Saturday, November 9, 2013

Kohl Rimmed Eyes...




A popular cosmetic, eye medicine and protective ward against the evil eye, kohl (كحل  in Arabic) has been in use since 3100 BC.  It was used by by Egyptians of noble rank to cover the upper eyelid, while green malachite was used for the lower.  Its use spread throughout the Middle East and South Asia, along with North Africa.

Literary references to kohl abound, and sections in 1001Arabian Nights describe feminine beauty with terms such as "kohl-dark eyes" which set off long hair, a slender waist, and of course "heavy buttocks".
Male heroes in the Arabian Nights are no stranger to eye makeup either.  Several noble princes in the tales are described as being smeared with kohl as infants.  This practice continues throughout the world today, to protect the infant from the Evil Eye.  Although the use of traditional kohl on infant's eyes today is not recommended, there's some evidence that ancient kohl preparations may have had some anti-microbial effects against conjunctivitis. 

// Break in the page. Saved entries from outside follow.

PR #2149, opened 2022-05-25
gui: Save RAM in window_dlg_strong_warning_t

RadekVana:


dragomirecky (approved):
Checked and we managed to save 6 KB of RAM 💪

PR #2152, opened 2022-05-26
lwip: Save RAM by shortening supported domain names

dragomirecky:
Saves 640 bytes of RAM


vorner (approved):
That's quite a bit, that's a surprise. I assume we are OK not accepting some technically valid DNS names.

PR #2158, opened 2022-05-30
Force filament selection in load operation

MistrKernnunos:
This also fixes filament change in first layer calibration
BFW-2578

### DIFF
--- a/src/common/filament_sensor_api_no_mmu.cpp
+++ b/src/common/filament_sensor_api_no_mmu.cpp
@@ -24,7 +24,7 @@ void FilamentSensors::evaluate_sensors() {
     std::unique_lock lock_printer(mutex_printer, std::defer_lock);
 
     // lock both unique_locks without deadlock
-    std::lock(lock_mmu, lock_printer);
+    buddy::lock(lock_mmu, lock_printer);
 
     has_mmu = false;
     state_of_mmu_sensor = fsensor_t::Disabled;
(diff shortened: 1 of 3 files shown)


src/marlin_stubs/pause/M701_2.cpp
```diff
@@ -52,8 +52,8 @@ bool filament_gcodes::load_unload(LoadUnloadMode type, filament_gcodes::Func f_l
 void filament_gcodes::M701_no_parser(filament_t filament_to_be_loaded, float fast_load_length, float z_min_pos, std::optional<RetAndCool_t> op_preheat, uint8_t target_extruder, int8_t mmu_slot) {
     Filaments::SetToBeLoaded(filament_to_be_loaded);
     if (op_preheat) {
-        PreheatData data(fast_load_length > 0.F ? PreheatMode::Load : PreheatMode::Purge, *op_preheat);
-        auto preheat_ret = preheat(data);
+        PreheatData data(isnan(fast_load_length) || fast_load_length > 0.F ? PreheatMode::Load : PreheatMode::Purge, *op_preheat);
```
DRracer, line 55: I really don't like the hack of using NaN instead of some std::optional. Anybody else unaware of this hack will run straight into it and spends a lot of time fixing functionality dependent on `fast_load_length`

MistrKernnunos: I don't like it too, but this is just quick fix for a bug. If I change this to std::optional I would like to change all optional arguments to std::optional, should I do it?

PR #2162, opened 2022-06-01
Closing „error“ HTTP

vorner:
When there's an error on HTTP (usually, early in HTTP upload), we send
the response ASAP, close our side of connection and then continue
accepting the data until the other side is satisfied (not closing their
side forcefully).

This is to deal with browsers that don't deal well with the connection
being closed on them. Now, we have to accept the whole transfer (which
takes time), but gives the correct error description.


zoltan-l (approved):
Did not find anything suspicious

zoltan-l (approved):

PR #2172, opened 2022-06-08
Increase wait time in try_lock for FreeRTOS_mutex

MistrKernnunos:
This increase should cause priority inheritance. We need priority inheritance to avoid priority induced deadlock. 
(thread with higher priority us waiting for thread with lower priority to release mutex, but the thread with lower priority does not get any CPU time without the priority inheritance)
FreeRTOS does priority inheritance when the block time is larger than  zero


wavexx:
This breaks the semantics of try_lock though. Doing this might be ok for the specific case that causes priority inversion.

Can you point out where it happens?

MistrKernnunos:
This can happen during filament operatio in state when we are reading filament sensor state. Here the dafult task uses std::lock to lock two mutexes, but one of the mutexes can be locked by measurement task, which have lower priority.

mkbel (changes requested):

Kohl is prepared in North Africa traditionally by grinding galena (lead sulfide) and adding various botanical products.  Although this traditional preparation is believed to be superior to modern cosmetics versions, the use of galena has raised concerns about lead poisoning.  The photo above shows a small quantity of traditional kohl I purchased at a roadside shop.  It came wrapped in a small piece of newspaper secured by a rag strip:





Given the lead concerns, I think I'll stick to less exotic cosmetics, like this:



But I have doubts that the latest mass produced eyeshadow offers the same protection against the Evil Eye as my newspaper wrapped treasure.

Friday, November 1, 2013

Ancient Beats

Stringed instruments have been used to entertain for thousands of years.  The oud, an ancient pear-shaped stringed instrument, is still a popular instrument used in Middle Eastern music.  It's thought to be the descendent of the lute.  Both instruments' names are thought to be derived from the Arabic word al-ud (العود ),  meaning "the wood".  This name referred to the the lute's and the oud's wooden soundboard, different than ancient skin-covered musical instrument.    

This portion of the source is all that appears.